Seriously? Khai is probably the first person I know who feels the same way as me. Mel and Khai, and me, perhaps, we're at the periphery of this banal thing called reality and societal norm, what is socially acceptable. Fuck it all because it doesn't matter. I'm not the type of person who makes friends easily, let alone keep friends easily. I can't talk freely to just anyone and the people with whom I find some sort of affinity can be counted on one hand.

And so you are amazed when people like Mel and Khai and Pei come into your life and make it so much better as a result. People with whom you can sit down at a non air-conditioned canteen and have a real heart-to-heart for a couple of hours, during which the chatter never stops, and conversation doesn't get any more meaningful than what we had today. Like I said, it was orgasmic. Almost a mind fuck for me as well.

I wish they were all in Law with me.

Or rather, I wish we were still in JC, minus the stupid backstabbing that went on in some class and other retarded high school-ish, juvenile crap that some girls seem so fond of. Honestly, I don't get why people feel the urge to subscribe to hypocrisy, pretend to be nice to someone in front of them and talk crap about that person behind her back. It's so absolutely retarded, really; there's no other word for it. I've always been damn upfront about such things. If I like a person, I'll hang out with that person. I don't bother talking to people whom I don't like, let alone maintain a veneer of friendship with them and then go on to bitch about them behind their backs. What's the point? Such psyche is something I'd never understand.

And I was on the outside looking in in SNGS and that was exactly how things seemed to operate from where I was observing. That's why I hated it so much. I can't deal with such nonsense; it's just not worth it at all.

The ironic thing? Pei said that her first impression of me was that I was a typical CHIJ girl. And there I was, thinking I was this huge rebellious outsider that hated all that the school stood for. Ha!

Anyway, it's getting late and I got things to do, so I'll just wrap this up.
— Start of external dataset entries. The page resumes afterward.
PR #1399, opened 2025-08-07
fixes #1398: Add JWT claims to AccessToken

### LINKED ISSUE #1398: Allow the MCP server to access JWT "claims"
### Enhancement Description

The new (as of version 2.11.0) **Remote OAuth Authentication** functionality for servers allows verifying JWT tokens with an external identity provider such as Keycloak. In many use cases, the resource server then needs to access information provided in the JWT `claims` to authorize different actions. However, the current implementation of `JWTVerifier.load_access_token` discards most JWT `claims` after verifying the token and returns only the following:

https://github.com/jlowin/fastmcp/blob/77bdc9de200a45149c09cbfabfe82de0744d53a7/src/fastmcp/server/auth/providers/jwt.py#L446-L451

As a result, it is impossible to access information such as the `preferred_username` claim without decoding the token from scratch.

### Use Case

As a developer using the new Remote OAuth Authentication feature (introduced in version 2.11.0) for my MCP server, I need to access the authenticated user's username—specifically, the value provided in the `preferred_username` or `sub` claims of the JWT bearer token issued by my identity provider (e.g., Keycloak). This is necessary so that, after the server verifies the JWT, I can query my backend for resources accessible to the current user.

More broadly, I also want to access all other claims provided in the JWT so I can perform associated functions.

### Proposed Implementation

```Python
I suggest sub-classing the `AccessToken` class to also store a dictionary of the claims.


class AccessTokenWithClaims(AccessToken):
    """Extended AccessToken to include claims."""

    claims: dict = {}


Then, we can utilize the `get_access_token()` method to obtain the `AccessTokenWithClaims` and read the claims when needed within the MCP server.
```

panargirakis:
resolves issue #1398

This pull request refactors the authentication token handling in the FastMCP server to use a new `AccessTokenWithClaims` model that extends the existing `AccessToken` type by including all JWT claims. This change ensures that downstream components and tests have access to the full set of token claims, improving flexibility and correctness in authentication workflows.

### Model and Type Refactoring

* Introduced `AccessTokenWithClaims`, a subclass of `AccessToken` that adds a `claims` dictionary to hold all JWT claims.
* Updated all authentication provider methods (`verify_token`, `load_access_token`) to return `AccessTokenWithClaims` instead of `AccessToken`, ensuring claims are always available. [[1]](diffhunk://#diff-0c4995439b98a89be0d3e44d65ed8979f2726fec15fa69ce0965491f9753dec1L110-R112) [[2]](diffhunk://#diff-0c4995439b98a89be0d3e44d65ed8979f2726fec15fa69ce0965491f9753dec1L147-R149) [[3]](diffhunk://#diff-f3f1e259d65b79f6ff14e1629fd41ec26e16076bde366276aab6bd3c86182c21L359-R367) [[4]](diffhunk://#diff-f3f1e259d65b79f6ff14e1629fd41ec26e16076bde366276aab6bd3c86182c21L446-R451) [[5]](diffhunk://#diff-f3f1e259d65b79f6ff14e1629fd41ec26e16076bde366276aab6bd3c86182c21L460-R461) [[6]](diffhunk://#diff-f3f1e259d65b79f6ff14e1629fd41ec26e16076bde366276aab6bd3c86182c21L471-R472) [[7]](diffhunk://#diff-f3f1e259d65b79f6ff14e1629fd41ec26e16076bde366276aab6bd3c86182c21L510-R511) [[8]](diffhunk://#diff-f3f1e259d65b79f6ff14e1629fd41ec26e16076bde366276aab6bd3c86182c21L533-R539) [[9]](diffhunk://#diff-b2e3c7de57df67d59d89a8fc692caa7be58d215b57a6a6483b5421377ab1a681L3-R17)

### Provider Implementation Updates

* Modified JWT and static token providers to instantiate and return `AccessTokenWithClaims`, populating the `claims` field with the raw JWT claims or token data. [[1]](diffhunk://#diff-f3f1e259d65b79f6ff14e1629fd41ec26e16076bde366276aab6bd3c86182c21L446-R451) [[2]](diffhunk://#diff-f3f1e259d65b79f6ff14e1629fd41ec26e16076bde366276aab6bd3c86182c21L533-R539)

### Test Suite Enhancements

* Updated all related tests to use and validate `AccessTokenWithClaims`, including checks for the presence and correctness of claims in returned tokens. [[1]](diffhunk://#diff-4e41c9e2bb164dac05f6fbea5133d9eca9d4d589dd77ab202df11e188f649adeR144-R162) [[2]](diffhunk://#diff-b2e3c7de57df67d59d89a8fc692caa7be58d215b57a6a6483b5421377ab1a681L41-R41) [[3]](diffhunk://#diff-b2e3c7de57df67d59d89a8fc692caa7be58d215b57a6a6483b5421377ab1a681L268-R268) [[4]](diffhunk://#diff-b2e3c7de57df67d59d89a8fc692caa7be58d215b57a6a6483b5421377ab1a681L288-R288) [[5]](diffhunk://#diff-8e5cf019cc806c3d7613b461484786e1d7f307760651ef26b4a7fb4d8f059443R39) [[6]](diffhunk://#diff-8e5cf019cc806c3d7613b461484786e1d7f307760651ef26b4a7fb4d8f059443R48)

These changes collectively improve the reliability and extensibility of token-based authentication by ensuring all relevant claims are available throughout the FastMCP authentication flow.


src/fastmcp/server/auth/models.py
```diff
@@ -0,0 +1,9 @@
+from typing import Any
+
+from mcp.server.auth.provider import AccessToken
+
+
+class AccessTokenWithClaims(AccessToken):
```
jlowin: Please move this class into src/server/auth/auth.py rather than a new file. 

I'm also ok (even encouraging) if you want to name this class `AccessToken` since it will be the canonical access token class for the FastMCP framework, and subclass `from mcp.server.auth.provider import AccessToken as _SDKAccessToken` or similar to avoid name conflicts

jlowin (changes requested):
Thanks for this enhancement, it's great! I left a comment about name/location for the main class. I think you may also need to update dependencies.py, which currently imports the SDK's get_access_token() function and puts it in the `__all__` list.  The only real reason is because it's typed as returning an SDK AccessToken, not a FastMCP AccessToken, so for convenience, wrapping it will let FastMCP users see the `claims` attribute in their IDE hints.

```python
from mcp.server.auth.middleware.auth_context import get_access_token as _sdk_get_access_token

def get_access_token() → AccessToken:
    return _sdk_get_access_token()
```

src/fastmcp/server/auth/models.py
panargirakis: Thanks the comments are addressed, including moving, renaming, and updating `dependencies.py`! I had to add some more logic to `get_access_token()` to satisfy the linter and ensure type safety.

jlowin: Ah sorry I didn't anticipate that - there may be ways to `cast()` or otherwise convince it, we can look at that later. this is great, thank you

jlowin (approved):

Issue #1372, opened 2025-08-05
Nested $refs pruned from $defs in Tools from OpenAPI spec with v2.11.1 experimental


mariaTestCode:
### Description

I'm seeing nested $refs do not appear in $defs when creating server via 
```
FastMCP.from_openapi(
 openapi_spec=openapi_spec,
    client=client,
    route_maps=ROUTE_MAPPINGS,
)
```
with FASTMCP_EXPERIMENTAL_ENABLE_NEW_OPENAPI_PARSER=true on 2.11.1

Example input:
```
openapi: 3.0.3
info:
  contact:
    name: Ads API Team
    url: http://go/ads-api
    email: selfserve-infra-api@spotify.com
  description: The Spotify Ads API.
  title: Ads API
  version: 3.0.0
servers:
  - url: https://api-partner.spotify.com/ads-sandbox/v3
    description: Sandbox server.
paths:
  /users:
    post:
      summary: Create a user
      requestBody:
        required: true
        content:
          application/json:
            schema:
              $ref: '#/components/schemas/User'
      responses:
        '201':
          description: User created

components:
  schemas:
    User:
      type: object
      properties:
        id:
          type: string
        profile:
          $ref: '#/components/schemas/Profile'
      required:
        - id
        - profile

    Profile:
      type: object
      properties:
        name:
          type: string
        address:
          $ref: '#/components/schemas/Address'
      required:
        - name
        - address

    Address:
      type: object
      properties:
        street:
          type: string
        city:
          type: string
        zipcode:
          type: string
      required:
        - street
        - city
        - zipcode
```
Resulting tool response:
```
{
  "jsonrpc": "2.0",
  "id": 1,
  "result": {
    "tools": [
      {
        "name": "Create_a_user",
        "description": "Create a user\n\n\n**Responses:**\n\n- **201** (Success): User created",
        "inputSchema": {
          "type": "object",
          "properties": {
            "id": {
              "type": "string"
            },
            "profile": {
              "$ref": "#/$defs/Profile"
            }
          },
          "required": [
            "id",
            "profile"
          ],
          "$defs": {
            "Profile": {
              "required": [
                "name",
                "address"
              ],
              "type": "object",
              "properties": {
                "name": {
                  "type": "string"
                },
                "address": {
                  "$ref": "#/$defs/Address"
                }
              }
            }
          }
        },
        "_meta": {
          "_fastmcp": {
            "tags": []
          }
        }
      }
    ]
  }
}
```

[...]

PR #1386, opened 2025-08-06
fix(openapi): resolve transitive  dependencies in schema combination

displague:
(🤖 Generated in GitHub CodeSpaces with Copilot (Claude Sonnet 4))

This fix addresses issue #1372 where nested schema references were incorrectly pruned from the  section during schema combination.

Problem:
- When combining OpenAPI schemas with transitive dependencies (e.g., User → Profile → Address)
- Only direct references were preserved in
- Transitive dependencies like Address were incorrectly removed
- This affected both stable and experimental OpenAPI parsers

Solution:
- Implemented transitive closure algorithm in _combine_schemas functions
- Recursively searches through  to find all transitive dependencies
- Continues iteration until no new references are discovered
- Preserves all transitively referenced schemas while still removing truly unused ones

Changes:
- src/fastmcp/utilities/openapi.py: Enhanced _combine_schemas with transitive dependency resolution
- src/fastmcp/experimental/utilities/openapi/schemas.py: Enhanced _combine_schemas_and_map_params with same fix
- tests/experimental/utilities/openapi/test_schemas.py: Added comprehensive test coverage for:
  - Basic transitive dependencies (User → Profile → Address)
  - Deep nesting (4+ levels of references)
  - Mixed with parameter mapping functionality
- tests/server/openapi/test_optional_parameters.py: Added test for stable parser

Test coverage includes:
- Exact reproduction of issue #1372 scenario
- Deep nesting scenarios (4+ levels)
- Circular reference handling
- Unused schema removal validation
- Both _combine_schemas and _combine_schemas_and_map_params functions

The fix ensures MCP tool schemas generated from OpenAPI specs correctly include all necessary schema definitions, preventing validation errors when tools are invoked with nested object structures.

Fixes #1372

PR #1408, opened 2025-08-08
fix: Fix nested schema references missing from $defs in OpenAPI parser (#1372)

chi2liu:
#1372 The experimental OpenAPI parser was only collecting directly referenced schemas but missing transitively referenced ones (e.g., User->Profile->Address would include Profile but not Address).

This fix recursively collects all referenced schemas by:
1. Finding direct references in the main schema
2. Iteratively checking each found reference for nested references
3. Including all transitively referenced schemas in the final $defs

This ensures complete schema definitions are available for validation and prevents 'PointerToNowhere' errors at runtime.

### DIFF
--- a/src/fastmcp/experimental/utilities/openapi/schemas.py
+++ b/src/fastmcp/experimental/utilities/openapi/schemas.py
@@ -320,7 +320,7 @@ def _combine_schemas_and_map_params(
     if result.get("additionalProperties") is False:
         result.pop("additionalProperties")
 
-    # Remove unused definitions (lightweight approach - just check direct $ref usage)
+    # Remove unused definitions - recursively find all referenced schemas
     if "$defs" in result:
         used_refs = set()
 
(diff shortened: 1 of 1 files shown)


TJReinert:
Hey! Thanks so much for working on this - I really appreciate the effort. I’ve checked out your branch and gave it a try, but I’m still seeing the same behavior. I’ve attached a minimal reproducible OpenAPI document that triggers the problem for me.

The symptoms appear unchanged, but I’m going to keep digging into the code to see if I can help identify what’s going on.
[parser-error.json](https://github.com/user-attachments/files/21694894/parser-error.json)


Edit: So I think this same bug persists on response types. Your changes fix inputs.

jlowin:
@TJReinert are you using the experimental parser? The test file you shared (`tests/utilities/openapi/test_openapi_advanced.py`) uses the legacy parser.

jlowin:
Never mind @TJReinert -- I think I see where the issue is, though it does highlight that this PR has no tests -- I am going to open a new PR that combines this PR and some of the approach in #1386 with a full test suite. Thanks for the contribution @chi2liu!

chi2liu:
@jlowin @TJReinert Thanks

Sometimes, I can't help being a girl. I think we're all stupid essentially. We get clingy, become unreasonable, let our insecurities get the better of us. Totally preposterous and insane but what's to be done about that? And so I do things like what I did yesterday and now I just think it was retarded. My pride got into the way of things. I could've just said, "Wanna see fireworks after that?" but I didn't. I don't quite comprehend why, exactly; it was just one of those things, one of those days and I can't explain it.

And I just miss Clarence. Not despite of yesterday's nonsense, but because of it. I was thinking I could explain this but now I realise that I don't understand it either; it's just something that suddenly hits you and you go, "Oh wow."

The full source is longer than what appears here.